Copy each line below containing "UpdateRef".

[Collected data]
◇ ◇ ◇ ◇ ◇ ◇ ◇
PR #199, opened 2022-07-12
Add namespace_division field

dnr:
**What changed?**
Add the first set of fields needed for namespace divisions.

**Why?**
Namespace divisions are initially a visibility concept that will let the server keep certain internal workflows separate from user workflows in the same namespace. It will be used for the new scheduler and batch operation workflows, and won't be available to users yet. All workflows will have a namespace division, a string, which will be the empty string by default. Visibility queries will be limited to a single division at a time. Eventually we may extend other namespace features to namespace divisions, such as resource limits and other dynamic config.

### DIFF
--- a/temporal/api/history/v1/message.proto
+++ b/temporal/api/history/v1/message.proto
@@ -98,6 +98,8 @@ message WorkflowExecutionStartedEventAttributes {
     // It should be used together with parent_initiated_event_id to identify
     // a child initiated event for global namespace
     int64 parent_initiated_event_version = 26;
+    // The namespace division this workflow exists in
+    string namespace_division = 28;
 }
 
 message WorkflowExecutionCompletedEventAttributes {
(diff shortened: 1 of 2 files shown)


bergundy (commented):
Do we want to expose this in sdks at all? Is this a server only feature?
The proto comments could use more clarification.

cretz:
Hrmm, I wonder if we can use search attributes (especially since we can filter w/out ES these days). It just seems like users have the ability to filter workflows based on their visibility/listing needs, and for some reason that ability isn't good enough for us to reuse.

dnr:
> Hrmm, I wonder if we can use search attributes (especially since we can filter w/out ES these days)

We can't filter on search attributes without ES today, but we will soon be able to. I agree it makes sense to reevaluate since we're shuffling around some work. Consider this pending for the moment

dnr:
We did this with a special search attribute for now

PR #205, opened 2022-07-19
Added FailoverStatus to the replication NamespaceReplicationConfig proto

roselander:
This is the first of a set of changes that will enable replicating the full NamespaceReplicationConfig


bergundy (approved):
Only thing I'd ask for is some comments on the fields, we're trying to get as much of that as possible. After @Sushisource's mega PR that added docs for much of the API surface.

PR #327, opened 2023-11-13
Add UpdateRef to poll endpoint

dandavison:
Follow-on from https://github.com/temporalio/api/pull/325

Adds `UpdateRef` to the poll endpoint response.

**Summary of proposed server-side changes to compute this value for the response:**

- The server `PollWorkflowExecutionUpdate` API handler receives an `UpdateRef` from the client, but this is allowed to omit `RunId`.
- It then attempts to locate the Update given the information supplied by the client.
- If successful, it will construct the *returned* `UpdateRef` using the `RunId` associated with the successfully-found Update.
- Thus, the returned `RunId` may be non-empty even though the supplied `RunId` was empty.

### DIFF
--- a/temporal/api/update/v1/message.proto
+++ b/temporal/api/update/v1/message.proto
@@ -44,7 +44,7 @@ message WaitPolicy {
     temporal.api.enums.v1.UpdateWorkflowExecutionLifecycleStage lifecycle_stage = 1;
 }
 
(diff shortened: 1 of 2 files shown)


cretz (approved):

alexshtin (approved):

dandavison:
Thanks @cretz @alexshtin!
◇ ◇ ◇ ◇ ◇ ◇ ◇
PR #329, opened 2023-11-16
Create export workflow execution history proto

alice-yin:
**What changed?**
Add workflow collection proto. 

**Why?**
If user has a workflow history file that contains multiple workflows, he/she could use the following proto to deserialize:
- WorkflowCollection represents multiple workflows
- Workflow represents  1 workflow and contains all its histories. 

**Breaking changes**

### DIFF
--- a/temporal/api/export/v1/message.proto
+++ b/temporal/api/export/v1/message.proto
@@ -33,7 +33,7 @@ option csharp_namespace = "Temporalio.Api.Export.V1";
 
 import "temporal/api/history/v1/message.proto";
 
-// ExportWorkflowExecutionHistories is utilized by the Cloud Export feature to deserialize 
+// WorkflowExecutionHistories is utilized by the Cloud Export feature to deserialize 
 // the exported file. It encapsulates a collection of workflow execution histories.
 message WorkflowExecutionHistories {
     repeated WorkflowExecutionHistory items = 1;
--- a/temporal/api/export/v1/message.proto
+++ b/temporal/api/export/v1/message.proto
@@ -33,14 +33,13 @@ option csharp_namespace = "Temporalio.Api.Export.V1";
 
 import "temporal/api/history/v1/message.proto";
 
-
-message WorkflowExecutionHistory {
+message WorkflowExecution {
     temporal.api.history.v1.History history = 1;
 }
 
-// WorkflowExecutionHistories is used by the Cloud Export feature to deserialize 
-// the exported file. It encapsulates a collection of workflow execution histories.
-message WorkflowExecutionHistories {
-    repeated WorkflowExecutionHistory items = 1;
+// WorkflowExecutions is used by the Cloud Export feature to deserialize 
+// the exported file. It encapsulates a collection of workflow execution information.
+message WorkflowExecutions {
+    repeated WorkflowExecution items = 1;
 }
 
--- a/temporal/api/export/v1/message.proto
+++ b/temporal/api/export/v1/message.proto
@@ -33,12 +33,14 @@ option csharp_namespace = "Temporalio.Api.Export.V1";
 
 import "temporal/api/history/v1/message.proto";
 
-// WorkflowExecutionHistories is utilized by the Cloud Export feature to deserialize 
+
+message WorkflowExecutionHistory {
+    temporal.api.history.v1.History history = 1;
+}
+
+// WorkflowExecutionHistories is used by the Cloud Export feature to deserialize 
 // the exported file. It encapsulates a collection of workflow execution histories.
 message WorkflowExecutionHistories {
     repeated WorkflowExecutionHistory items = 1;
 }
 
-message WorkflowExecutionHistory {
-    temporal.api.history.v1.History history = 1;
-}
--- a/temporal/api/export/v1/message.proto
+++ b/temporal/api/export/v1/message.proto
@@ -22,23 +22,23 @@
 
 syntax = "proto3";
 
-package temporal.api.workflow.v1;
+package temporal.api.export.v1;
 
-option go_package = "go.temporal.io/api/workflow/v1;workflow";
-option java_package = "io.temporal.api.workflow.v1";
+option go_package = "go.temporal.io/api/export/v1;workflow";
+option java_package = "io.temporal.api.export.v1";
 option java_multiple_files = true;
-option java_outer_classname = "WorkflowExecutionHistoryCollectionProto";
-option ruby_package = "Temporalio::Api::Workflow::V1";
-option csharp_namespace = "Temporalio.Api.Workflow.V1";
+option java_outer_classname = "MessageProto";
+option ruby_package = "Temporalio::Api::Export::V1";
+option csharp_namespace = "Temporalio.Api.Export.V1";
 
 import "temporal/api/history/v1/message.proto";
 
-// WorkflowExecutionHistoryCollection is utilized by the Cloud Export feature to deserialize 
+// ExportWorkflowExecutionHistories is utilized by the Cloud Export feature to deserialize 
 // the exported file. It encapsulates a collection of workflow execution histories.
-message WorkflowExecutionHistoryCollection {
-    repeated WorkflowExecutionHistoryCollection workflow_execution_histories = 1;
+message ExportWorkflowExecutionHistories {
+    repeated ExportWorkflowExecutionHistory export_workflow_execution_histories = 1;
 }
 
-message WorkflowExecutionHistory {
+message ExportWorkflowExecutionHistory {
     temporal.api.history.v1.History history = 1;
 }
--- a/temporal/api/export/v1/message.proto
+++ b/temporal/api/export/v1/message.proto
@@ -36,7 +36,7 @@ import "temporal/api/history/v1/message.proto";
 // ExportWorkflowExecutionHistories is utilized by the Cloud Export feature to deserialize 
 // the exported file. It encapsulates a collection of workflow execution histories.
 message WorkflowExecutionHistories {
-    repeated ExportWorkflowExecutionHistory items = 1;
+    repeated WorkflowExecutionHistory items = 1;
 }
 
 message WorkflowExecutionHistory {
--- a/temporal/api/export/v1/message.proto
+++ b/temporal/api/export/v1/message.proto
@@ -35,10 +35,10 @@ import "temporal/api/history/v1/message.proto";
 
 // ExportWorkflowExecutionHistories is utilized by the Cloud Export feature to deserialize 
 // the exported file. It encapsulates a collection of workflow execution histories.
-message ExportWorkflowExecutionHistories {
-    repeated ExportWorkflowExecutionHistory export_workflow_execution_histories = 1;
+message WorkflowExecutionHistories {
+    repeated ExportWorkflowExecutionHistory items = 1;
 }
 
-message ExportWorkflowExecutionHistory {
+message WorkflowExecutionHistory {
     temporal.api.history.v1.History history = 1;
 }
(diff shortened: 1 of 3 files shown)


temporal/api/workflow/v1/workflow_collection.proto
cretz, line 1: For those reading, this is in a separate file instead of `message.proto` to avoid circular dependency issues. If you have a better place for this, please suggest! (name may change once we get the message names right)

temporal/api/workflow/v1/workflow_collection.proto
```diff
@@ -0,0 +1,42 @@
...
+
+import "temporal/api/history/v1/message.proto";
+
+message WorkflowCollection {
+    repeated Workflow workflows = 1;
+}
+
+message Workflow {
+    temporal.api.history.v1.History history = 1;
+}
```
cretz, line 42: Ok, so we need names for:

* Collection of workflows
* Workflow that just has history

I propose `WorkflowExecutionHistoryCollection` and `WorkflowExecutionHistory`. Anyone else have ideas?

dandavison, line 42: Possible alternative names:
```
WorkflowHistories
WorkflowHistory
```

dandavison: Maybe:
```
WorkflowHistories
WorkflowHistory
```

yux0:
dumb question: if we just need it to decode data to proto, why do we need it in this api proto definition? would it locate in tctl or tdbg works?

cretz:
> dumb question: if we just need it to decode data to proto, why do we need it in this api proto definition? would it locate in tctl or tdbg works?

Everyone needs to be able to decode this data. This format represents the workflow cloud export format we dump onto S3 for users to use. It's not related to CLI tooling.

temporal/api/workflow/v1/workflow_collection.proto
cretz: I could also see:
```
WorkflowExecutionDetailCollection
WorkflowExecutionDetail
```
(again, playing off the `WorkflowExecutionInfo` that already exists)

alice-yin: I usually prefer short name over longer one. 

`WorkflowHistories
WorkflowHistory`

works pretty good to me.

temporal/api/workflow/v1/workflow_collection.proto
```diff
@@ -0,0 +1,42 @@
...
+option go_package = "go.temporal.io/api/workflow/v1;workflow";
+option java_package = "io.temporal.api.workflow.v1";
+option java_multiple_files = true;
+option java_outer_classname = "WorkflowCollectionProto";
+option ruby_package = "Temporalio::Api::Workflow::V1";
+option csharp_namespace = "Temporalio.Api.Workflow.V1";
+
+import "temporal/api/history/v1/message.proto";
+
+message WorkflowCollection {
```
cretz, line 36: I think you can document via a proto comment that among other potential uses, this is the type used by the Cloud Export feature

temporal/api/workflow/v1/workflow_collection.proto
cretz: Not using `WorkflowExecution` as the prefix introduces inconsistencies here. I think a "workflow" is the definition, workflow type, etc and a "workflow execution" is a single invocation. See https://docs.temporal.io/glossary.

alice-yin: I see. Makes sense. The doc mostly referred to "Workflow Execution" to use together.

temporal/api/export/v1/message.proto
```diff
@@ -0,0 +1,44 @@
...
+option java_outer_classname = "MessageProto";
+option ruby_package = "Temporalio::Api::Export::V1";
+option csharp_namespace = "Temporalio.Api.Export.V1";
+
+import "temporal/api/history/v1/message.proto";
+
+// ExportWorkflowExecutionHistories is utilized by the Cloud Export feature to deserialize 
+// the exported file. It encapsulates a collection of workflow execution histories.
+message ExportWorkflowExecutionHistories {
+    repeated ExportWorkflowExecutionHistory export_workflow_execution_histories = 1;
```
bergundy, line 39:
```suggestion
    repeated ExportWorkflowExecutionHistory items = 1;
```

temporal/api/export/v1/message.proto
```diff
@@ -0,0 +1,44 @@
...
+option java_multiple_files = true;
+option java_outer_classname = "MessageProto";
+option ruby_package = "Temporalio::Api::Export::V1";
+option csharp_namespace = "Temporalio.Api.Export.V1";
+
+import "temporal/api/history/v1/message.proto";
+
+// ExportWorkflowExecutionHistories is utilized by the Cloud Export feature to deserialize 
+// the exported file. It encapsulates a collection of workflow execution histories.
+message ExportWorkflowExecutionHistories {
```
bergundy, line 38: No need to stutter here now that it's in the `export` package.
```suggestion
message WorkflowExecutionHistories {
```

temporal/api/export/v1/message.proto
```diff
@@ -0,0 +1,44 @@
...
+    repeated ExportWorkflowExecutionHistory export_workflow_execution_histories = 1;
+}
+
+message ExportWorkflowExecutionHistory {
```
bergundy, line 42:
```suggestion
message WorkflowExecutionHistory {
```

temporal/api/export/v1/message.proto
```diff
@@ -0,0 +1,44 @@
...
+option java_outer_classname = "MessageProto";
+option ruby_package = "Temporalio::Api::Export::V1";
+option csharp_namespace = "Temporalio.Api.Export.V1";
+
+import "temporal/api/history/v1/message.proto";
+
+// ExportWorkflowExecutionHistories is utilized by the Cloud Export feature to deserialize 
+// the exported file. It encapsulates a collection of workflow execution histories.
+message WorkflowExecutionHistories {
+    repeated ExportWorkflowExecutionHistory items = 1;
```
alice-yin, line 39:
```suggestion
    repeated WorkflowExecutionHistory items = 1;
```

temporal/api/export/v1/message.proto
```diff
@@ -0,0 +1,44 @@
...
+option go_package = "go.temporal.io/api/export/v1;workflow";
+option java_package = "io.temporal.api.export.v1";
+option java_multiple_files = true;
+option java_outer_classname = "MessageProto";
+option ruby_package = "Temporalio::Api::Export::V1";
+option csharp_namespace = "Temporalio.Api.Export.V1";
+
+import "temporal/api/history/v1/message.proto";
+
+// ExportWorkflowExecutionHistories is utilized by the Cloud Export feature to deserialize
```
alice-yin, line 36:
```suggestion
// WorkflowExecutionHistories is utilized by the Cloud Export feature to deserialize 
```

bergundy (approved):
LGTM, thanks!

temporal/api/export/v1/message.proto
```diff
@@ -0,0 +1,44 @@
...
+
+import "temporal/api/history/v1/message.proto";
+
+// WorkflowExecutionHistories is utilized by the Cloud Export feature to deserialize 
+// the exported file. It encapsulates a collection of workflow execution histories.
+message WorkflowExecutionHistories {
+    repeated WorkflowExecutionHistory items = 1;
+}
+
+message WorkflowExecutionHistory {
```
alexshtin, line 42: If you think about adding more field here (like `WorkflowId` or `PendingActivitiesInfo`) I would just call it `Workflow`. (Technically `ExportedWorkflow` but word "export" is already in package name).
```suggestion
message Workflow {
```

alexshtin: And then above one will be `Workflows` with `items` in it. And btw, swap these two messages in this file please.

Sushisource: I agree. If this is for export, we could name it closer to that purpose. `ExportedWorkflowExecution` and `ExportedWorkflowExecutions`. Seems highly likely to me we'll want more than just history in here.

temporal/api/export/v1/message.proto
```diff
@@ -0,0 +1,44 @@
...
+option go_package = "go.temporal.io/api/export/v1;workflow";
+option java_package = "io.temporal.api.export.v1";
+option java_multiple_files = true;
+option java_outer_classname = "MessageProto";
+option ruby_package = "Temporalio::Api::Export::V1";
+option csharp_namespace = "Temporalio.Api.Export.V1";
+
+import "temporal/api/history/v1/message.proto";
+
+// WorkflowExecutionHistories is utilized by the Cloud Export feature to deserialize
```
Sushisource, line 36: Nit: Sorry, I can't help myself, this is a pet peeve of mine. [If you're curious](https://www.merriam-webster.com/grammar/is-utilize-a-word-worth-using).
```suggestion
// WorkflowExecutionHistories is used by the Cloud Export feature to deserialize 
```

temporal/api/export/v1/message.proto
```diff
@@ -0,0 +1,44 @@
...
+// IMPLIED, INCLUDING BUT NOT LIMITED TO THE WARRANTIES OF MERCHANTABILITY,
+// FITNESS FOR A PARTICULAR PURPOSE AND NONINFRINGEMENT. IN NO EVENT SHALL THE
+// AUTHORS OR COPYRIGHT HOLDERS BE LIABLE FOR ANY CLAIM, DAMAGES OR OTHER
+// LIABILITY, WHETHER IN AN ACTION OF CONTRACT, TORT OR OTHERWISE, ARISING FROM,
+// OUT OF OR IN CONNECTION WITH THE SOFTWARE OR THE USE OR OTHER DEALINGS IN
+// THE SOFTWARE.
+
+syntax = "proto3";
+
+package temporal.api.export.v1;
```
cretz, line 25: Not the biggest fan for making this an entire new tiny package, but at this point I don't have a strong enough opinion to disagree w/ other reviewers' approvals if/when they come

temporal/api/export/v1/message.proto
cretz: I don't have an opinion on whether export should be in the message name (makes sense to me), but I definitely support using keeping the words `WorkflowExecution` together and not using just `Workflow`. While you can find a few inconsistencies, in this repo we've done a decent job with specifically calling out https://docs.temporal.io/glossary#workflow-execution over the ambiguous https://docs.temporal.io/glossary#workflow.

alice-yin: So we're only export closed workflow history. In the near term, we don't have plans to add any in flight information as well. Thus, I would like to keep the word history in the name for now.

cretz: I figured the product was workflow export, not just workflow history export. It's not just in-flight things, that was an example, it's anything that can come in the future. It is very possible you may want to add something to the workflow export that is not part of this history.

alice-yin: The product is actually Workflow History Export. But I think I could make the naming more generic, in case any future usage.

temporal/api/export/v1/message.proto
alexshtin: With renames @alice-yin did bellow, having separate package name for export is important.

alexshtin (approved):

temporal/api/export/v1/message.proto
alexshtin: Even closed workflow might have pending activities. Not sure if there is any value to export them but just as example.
◇ ◇ ◇ ◇ ◇ ◇ ◇
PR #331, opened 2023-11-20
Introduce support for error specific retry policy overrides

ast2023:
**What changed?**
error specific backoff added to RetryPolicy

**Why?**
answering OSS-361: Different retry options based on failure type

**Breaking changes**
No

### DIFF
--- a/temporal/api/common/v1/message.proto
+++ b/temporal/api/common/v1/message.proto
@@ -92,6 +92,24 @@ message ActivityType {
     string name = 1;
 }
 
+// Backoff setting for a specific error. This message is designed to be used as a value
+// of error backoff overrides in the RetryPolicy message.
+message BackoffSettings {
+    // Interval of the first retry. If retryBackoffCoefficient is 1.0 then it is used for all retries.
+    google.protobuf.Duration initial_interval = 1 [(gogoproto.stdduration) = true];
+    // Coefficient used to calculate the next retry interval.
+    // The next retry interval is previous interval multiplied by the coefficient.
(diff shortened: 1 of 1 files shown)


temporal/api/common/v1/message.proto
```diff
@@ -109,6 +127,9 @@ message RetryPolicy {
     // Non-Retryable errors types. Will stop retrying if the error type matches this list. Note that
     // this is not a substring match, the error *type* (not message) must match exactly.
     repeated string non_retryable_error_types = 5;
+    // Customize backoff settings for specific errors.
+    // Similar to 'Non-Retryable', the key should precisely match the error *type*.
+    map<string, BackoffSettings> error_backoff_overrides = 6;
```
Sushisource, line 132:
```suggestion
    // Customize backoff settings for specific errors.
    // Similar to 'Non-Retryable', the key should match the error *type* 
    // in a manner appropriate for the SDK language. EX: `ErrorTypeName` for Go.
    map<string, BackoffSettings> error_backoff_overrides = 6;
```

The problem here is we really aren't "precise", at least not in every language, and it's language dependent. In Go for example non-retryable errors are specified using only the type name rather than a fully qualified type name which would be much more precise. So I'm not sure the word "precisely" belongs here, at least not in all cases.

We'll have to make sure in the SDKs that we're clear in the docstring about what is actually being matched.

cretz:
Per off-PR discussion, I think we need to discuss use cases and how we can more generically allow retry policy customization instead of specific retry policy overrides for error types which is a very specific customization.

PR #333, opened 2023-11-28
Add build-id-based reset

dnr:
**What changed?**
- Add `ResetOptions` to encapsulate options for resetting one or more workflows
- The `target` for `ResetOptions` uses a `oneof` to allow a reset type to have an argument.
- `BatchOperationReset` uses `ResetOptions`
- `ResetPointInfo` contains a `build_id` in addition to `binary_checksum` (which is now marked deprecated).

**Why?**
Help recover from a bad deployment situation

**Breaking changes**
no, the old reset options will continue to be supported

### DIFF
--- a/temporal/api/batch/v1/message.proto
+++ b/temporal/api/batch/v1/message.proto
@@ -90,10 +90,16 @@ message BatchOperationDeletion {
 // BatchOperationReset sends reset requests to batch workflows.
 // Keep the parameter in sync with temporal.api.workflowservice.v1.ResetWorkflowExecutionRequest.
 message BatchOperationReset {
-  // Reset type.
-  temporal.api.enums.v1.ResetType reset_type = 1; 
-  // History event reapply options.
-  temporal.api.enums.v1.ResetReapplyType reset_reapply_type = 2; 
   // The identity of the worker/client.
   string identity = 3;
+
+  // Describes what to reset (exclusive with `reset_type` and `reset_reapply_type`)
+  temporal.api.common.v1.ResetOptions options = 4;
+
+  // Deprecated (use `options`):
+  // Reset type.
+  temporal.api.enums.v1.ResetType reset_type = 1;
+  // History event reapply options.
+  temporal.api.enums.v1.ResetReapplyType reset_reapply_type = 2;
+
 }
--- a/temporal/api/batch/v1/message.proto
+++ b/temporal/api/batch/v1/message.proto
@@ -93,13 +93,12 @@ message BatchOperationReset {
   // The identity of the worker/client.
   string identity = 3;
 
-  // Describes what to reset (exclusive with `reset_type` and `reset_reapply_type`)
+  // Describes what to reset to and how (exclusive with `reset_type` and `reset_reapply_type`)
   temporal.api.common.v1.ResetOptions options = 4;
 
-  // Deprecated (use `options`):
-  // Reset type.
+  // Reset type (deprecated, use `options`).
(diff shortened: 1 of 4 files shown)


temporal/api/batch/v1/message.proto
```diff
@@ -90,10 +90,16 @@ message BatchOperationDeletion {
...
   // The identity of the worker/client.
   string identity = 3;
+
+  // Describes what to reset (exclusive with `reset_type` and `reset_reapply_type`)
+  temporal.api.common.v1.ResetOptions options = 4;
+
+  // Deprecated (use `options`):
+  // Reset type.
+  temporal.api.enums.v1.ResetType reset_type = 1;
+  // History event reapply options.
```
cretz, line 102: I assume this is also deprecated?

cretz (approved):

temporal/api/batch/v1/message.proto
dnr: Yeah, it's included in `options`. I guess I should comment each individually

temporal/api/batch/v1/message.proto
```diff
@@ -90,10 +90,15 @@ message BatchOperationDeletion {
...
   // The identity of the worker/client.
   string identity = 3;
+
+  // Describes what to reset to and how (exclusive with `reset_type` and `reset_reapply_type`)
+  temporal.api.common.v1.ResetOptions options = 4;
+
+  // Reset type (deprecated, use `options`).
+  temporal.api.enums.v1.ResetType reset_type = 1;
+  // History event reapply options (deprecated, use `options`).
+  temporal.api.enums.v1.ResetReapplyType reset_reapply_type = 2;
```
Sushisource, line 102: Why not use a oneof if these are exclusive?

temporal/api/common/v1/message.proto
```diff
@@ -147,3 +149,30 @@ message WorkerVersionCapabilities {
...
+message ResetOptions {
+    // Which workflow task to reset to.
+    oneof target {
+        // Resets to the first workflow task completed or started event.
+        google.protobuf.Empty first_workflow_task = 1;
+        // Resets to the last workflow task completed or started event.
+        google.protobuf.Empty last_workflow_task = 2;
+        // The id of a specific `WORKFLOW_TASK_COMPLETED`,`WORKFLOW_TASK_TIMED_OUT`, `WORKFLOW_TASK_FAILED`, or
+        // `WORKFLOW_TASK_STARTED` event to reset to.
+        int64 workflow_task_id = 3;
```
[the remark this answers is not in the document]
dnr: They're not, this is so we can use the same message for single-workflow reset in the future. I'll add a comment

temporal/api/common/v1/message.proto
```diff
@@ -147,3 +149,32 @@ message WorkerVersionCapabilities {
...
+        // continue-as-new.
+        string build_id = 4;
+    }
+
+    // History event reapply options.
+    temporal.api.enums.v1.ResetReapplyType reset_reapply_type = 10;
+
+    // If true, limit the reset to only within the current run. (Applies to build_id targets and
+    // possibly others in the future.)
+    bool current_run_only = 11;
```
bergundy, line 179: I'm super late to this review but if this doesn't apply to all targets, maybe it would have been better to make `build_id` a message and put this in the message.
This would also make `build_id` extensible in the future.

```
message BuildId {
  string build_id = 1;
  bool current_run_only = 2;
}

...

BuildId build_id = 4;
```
◇ ◇ ◇ ◇ ◇ ◇ ◇
Written answer:
Add UpdateRef to poll endpoint
Adds `UpdateRef` to the poll endpoint response.
- The server `PollWorkflowExecutionUpdate` API handler receives an `UpdateRef` from the client, but this is allowed to omit `RunId`.
- If successful, it will construct the *returned* `UpdateRef` using the `RunId` associated with the successfully-found Update.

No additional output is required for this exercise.